Lega, FdI e M5S: le tre forze che hanno bocciato il Mes sono le stesse che affossarono il Governo Draghi
In primo luogo la bocciatura del Mes certifica che sul populismo di destra è Salvini ad avere l’egemonia e che la Meloni non è assolutamente in grado di sottrarsi al ricatto elettorale del suo scomodo alleato-rivale di estrema destra. Ieri il leader della Lega ha vinto per Ko distruggendo in un solo colpo l’immagine di leader moderata che la premier aveva faticosamente cercato di costruirsi nei mesi scorsi. La Meloni si è sempre rifugiata sotto le bandiere dell’atlantismo ma senza europeismo non c’è atlantismo che tenga. Dopo il passo falso sul Mes è una premier dimezzata.

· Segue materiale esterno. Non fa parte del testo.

PR #883, opened 2020-12-29
Add quantity CloudCover

### LINKED ISSUE #879: Oktas

MarkCiliaVincenti:
Fixes #879


Common/UnitDefinitions/CloudCover.json
```diff
@@ -0,0 +1,43 @@
+{
+  "Name": "CloudCover",
+  "BaseUnit": "Fraction",
```
angularsen, line 3: I know I suggested `Fraction`, but let's await the decision in #880 on whether we want to use `DecimalFraction` or `Decimal` here.

Common/UnitDefinitions/CloudCover.json
```diff
@@ -0,0 +1,43 @@
...
+  "Units": [
+    {
+      "SingularName": "Okta",
+      "PluralName": "Oktas",
+      "FromUnitToBaseFunc": "x * 0.125",
+      "FromBaseToUnitFunc": "System.Math.Round(x / 0.125, MidpointRounding.AwayFromZero)",
+      "Localization": [
+        {
+          "Culture": "en-US",
+          "Abbreviations": [ "oktas" ]
```
angularsen, line 14: Apparently there are unicode symbols for the okta values, maybe we should offer a method to get the unicode string representation for the cloud cover?

https://en.wikipedia.org/wiki/Okta

This can be added to `UnitsNet/CustomCode/Quantities/CloudCover.extra.cs` as an additional method
```c#
public string ToOktaSymbol() 
{
    // 50% cloud cover => ◑
    // etc.
}
```

UnitsNet.Tests/CustomCode/CloudCoverTests.cs
```diff
@@ -0,0 +1,34 @@
...
+// Copyright 2013 Andreas Gullberg Larsen (andreas.larsen84@gmail.com). Maintained at https://github.com/angularsen/UnitsNet.
+
+using System;
+
+namespace UnitsNet.Tests.CustomCode
+{
+    public class CloudCoverTests : CloudCoverTestsBase
+    {
+        protected override double FractionsInOneFraction => 1;
+        protected override double FractionsTolerance => base.FractionsTolerance;
```
angularsen, line 27: Should not be necessary to override tolerance unless changing them to something else.

Common/UnitDefinitions/CloudCover.json
MarkCiliaVincenti: I was working on this, actually doing it as a char property with a getter but then I noticed there aren't Unicode characters for all oktas; 3, 5 and 7 are missing. Not sure we should go there. The full symbols can be found at https://en.wikipedia.org/wiki/Okta#/media/File:Cloud_Cover_in_Oktas.svg but as you see we don't have Unicode values for 3, 5 and 7.

UnitsNet.Tests/CustomCode/CloudCoverTests.cs
MarkCiliaVincenti: Fixed.

MarkCiliaVincenti:
Not sure what the problem is with regards to the AppVeyor build failing. The code compiles for me and all cloud cover unit tests pass.

Common/UnitDefinitions/CloudCover.json
angularsen: We could just round to the nearest available symbol, but I understand if this would perhaps not satisfy real use.

angularsen:
> Not sure what the problem is with regards to the AppVeyor build failing. The code compiles for me and all cloud cover unit tests pass.

It fails on

```
C:\projects\unitsnet\UnitsNet.WindowsRuntimeComponent\GeneratedCode\Quantities\CloudCover.g.cs(526,53): error CS0103: The name 'UnitsNetMath' does not exist in the current context
```

angularsen:
Ah, it's the windows runtime component code generator.
You added a new extension method that is currently not added to the WRC code base.

This is a target that is largely deprecated, but kept around for new units via JSON changes.

Could you please duplicate the extension method to `UnitsNet.WindowsRuntimeComponent` so that its code also compiles?

Common/UnitDefinitions/CloudCover.json
MarkCiliaVincenti: OK, is this the only thing left? Everything else LGTY?

MarkCiliaVincenti:
> Ah, it's the windows runtime component code generator.
> You added a new extension method that is currently not added to the WRC code base.
> 
> This is a target that is largely deprecated, but kept around for new units via JSON changes.
> 
> Could you please duplicate the extension method to `UnitsNet.WindowsRuntimeComponent` so that its code also compiles?

Done.

Common/UnitDefinitions/CloudCover.json
MarkCiliaVincenti: No, it won't. if you have 3 oktas, you don't want to see the symbol of either 2 or 4. Best we could do would be output the SVG for displaying the symbol, but I think this would go way out of the scope of UnitsNet.

MarkCiliaVincenti:
Bump.

Common/UnitDefinitions/CloudCover.json
angularsen: Sorry yes, I bumped the conversion in #880 to try to move this along.

angularsen:
Waiting on #880 to decide on naming. Bumped that thread.

UnitsNet.WindowsRuntimeComponent/UnitsNet.WindowsRuntimeComponent.csproj
```diff
@@ -11,25 +11,22 @@
     <AssemblyName>UnitsNet</AssemblyName>
     <DefaultLanguage>en-US</DefaultLanguage>
     <TargetPlatformIdentifier>UAP</TargetPlatformIdentifier>
-    <TargetPlatformVersion Condition=" '$(TargetPlatformVersion)' == '' ">10.0.16299.0</TargetPlatformVersion>
-    <TargetPlatformMinVersion>10.0.10586.0</TargetPlatformMinVersion>
+    <TargetPlatformVersion Condition=" '$(TargetPlatformVersion)' == '' ">10.0.18362.0</TargetPlatformVersion>
+    <TargetPlatformMinVersion>10.0.18362.0</TargetPlatformMinVersion>
```
lipchev, line 15: Is there a reason to bump up the MinVersion?

UnitsNet/InternalHelpers/UnitsNetMath.cs
```diff
@@ -0,0 +1,28 @@
...
+    {
+        /// <summary>
+        /// Clamps a numeric value to a min and max, similar to Math.Clamp.
+        /// </summary>
+        /// <typeparam name="T">The type</typeparam>
+        /// <param name="val">The value to be clamped</param>
+        /// <param name="min">The minimum value allowed</param>
+        /// <param name="max">The maximum value allowed</param>
+        /// <returns>The clamped value</returns>
+        public static T Clamp<T>(this T val, T min, T max) where T : IComparable<T>
```
lipchev, line 18: This would also work for any IQuantity - we could maybe expose it using a more restrictive (IQuantity) version in [UnitMath](https://github.com/angularsen/UnitsNet/blob/master/UnitsNet/UnitMath.cs)

UnitsNet.WindowsRuntimeComponent/UnitsNet.WindowsRuntimeComponent.csproj
angularsen: I think Visual Studio makes this change automatically. But yes, best to revert this.

angularsen:
As discussed in #880, let's go with `DecimalFraction`.

lipchev:
Sorry I haven't read up much on the Oktas but doesn't it make more sense to have Clamp as a method on the quantity itself, rather than the internally stored value? Currently it seems that we cannot ensure proper addition/subtraction operations give the _lossy_ nature of the internal round. For example isn't the result from (A + B)/2 likely to be (significantly) different from A/2 +B/2? 
Anyway, If this is the desired behavior then I would think it is worth a test or two, demonstrating the specific (discrete?) nature of the quantity (like with the [PowerRatioTests](https://github.com/angularsen/UnitsNet/blob/df6eafb593c1db074a465d8a015b8a04ab432e22/UnitsNet.Tests/CustomCode/PowerRatioTests.cs#L16)).
 
Also, maybe we should think about flagging the json file somehow, to indicate that it is non-linear (like with the Logarithmic flag)

angularsen:
> Currently it seems that we cannot ensure proper addition/subtraction operations give the lossy nature of the internal round. 

@lipchev Good point, but then I propose we rather disable arithmetic codegen?
I don't think it makes a whole lot sense to do quarter cloud cover + half cloud cover anyway.

```json
"GenerateArithmetic": false,
```
See [Temperature](https://github.com/angularsen/UnitsNet/blob/77941e424db92305397e855b60b139501a701fb3/Common/UnitDefinitions/Temperature.json) as an example.

angularsen:
@lipchev As for clamping, a better solution might be to add support for clamping of a quantity - so you could define that CloudCover should be clamped to say [0,1] of base unit - or some selected unit. Then it would inject clamping where appropriately. However, since this is the first quantity that requires it, I'm fine with doing it per unit for now. I think it should do what we want, to not allow less than 0% and not more than 100% cloud cover.

angularsen:
@MarkCiliaVincenti I believe this is the current status of the PR feedback:

- Rename to `DecimalFraction`
- Don't generate code for arithmetic with `"GenerateArithmetic": false,` in JSON
- Move clamp to `UnitMath` and if possible make it reusable for any `IQuantity`
- Revert version change in `UnitsNet.WindowsRuntimeComponent.csproj`

MarkCiliaVincenti:
> @MarkCiliaVincenti I believe this is the current status of the PR feedback:
> 
> * Rename to `DecimalFraction`
> * Don't generate code for arithmetic with `"GenerateArithmetic": false,` in JSON
> * Move clamp to `UnitMath` and if possible make it reusable for any `IQuantity`
> * Revert version change in `UnitsNet.WindowsRuntimeComponent.csproj`

Sorry, I saw this almost 2 years late :)

What did you mean by renaming to `DecimalFraction`? Instead of CloudCover?

angularsen:
In JSON, rename SingularName/PluralName Fraction/Fractions to DecimalFraction/DecimalFractions to be consistent with `Ratio.DecimalFraction`.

La seconda considerazione racconta che, quando c’è una battaglia populista dal sapore elettoralistico, Conte non si tira mai indietro, con buona pace dell’ingenua leadership del Pd che l’ha sempre pensato come l’alleato più affidabile per tentare di costruire un’alternativa al Governo di destra-centro. Fateci caso: la triade Salvini, Meloni, Conte è la stessa che l’anno scorso liquidò il Governo Draghi, il miglior Governo che l’Italia abbia avuto negli ultimi trent’anni che ha saputo fronteggiare la pandemia, sostenere fin dalla prima ora l’Ucraina contro l’aggressione russa e rilanciare l’economia italiana (+12% di Pil in due anni) come ai tempi del miracolo economico del Dopoguerra.
Il Pd capirà che inseguire i Cinque Stelle anziché dialogare con il Centro allontana l’alternativa?
Terza considerazione: onore al merito delle forze che hanno saputo tenere alta la bandiera dell’europeismo battendosi, anche se invano, per la ratifica del Mes. Queste forze sono quattro: il Pd, Italia Viva di Renzi, Azione di Calenda e +Europa della Bonino, con l’indiretto ma timido appoggio di Forza Italia che si è astenuta di fronte alla bocciatura del Mes. Guarda caso, sono le stesse forze che con più convinzione avevano sostenuto il Governo Draghi. Sarebbe bello pensare che il voto sul Mes apra finalmente gli occhi al Pd e gli faccia capire che, se vuole avere una pallida speranza di costruire l’alternativa a Meloni, non può inseguire Conte nelle sue capriole trasformistiche ma deve aprire al Centro e condurre una vigorosa battaglia europeista e riformista. Talvolta le sconfitte politiche gettano il seme della riscossa e può darsi che la lezione di ieri apra nuovi scenari in futuro, ma per ora farsi troppe illusioni sarebbe a dir poco velleitario.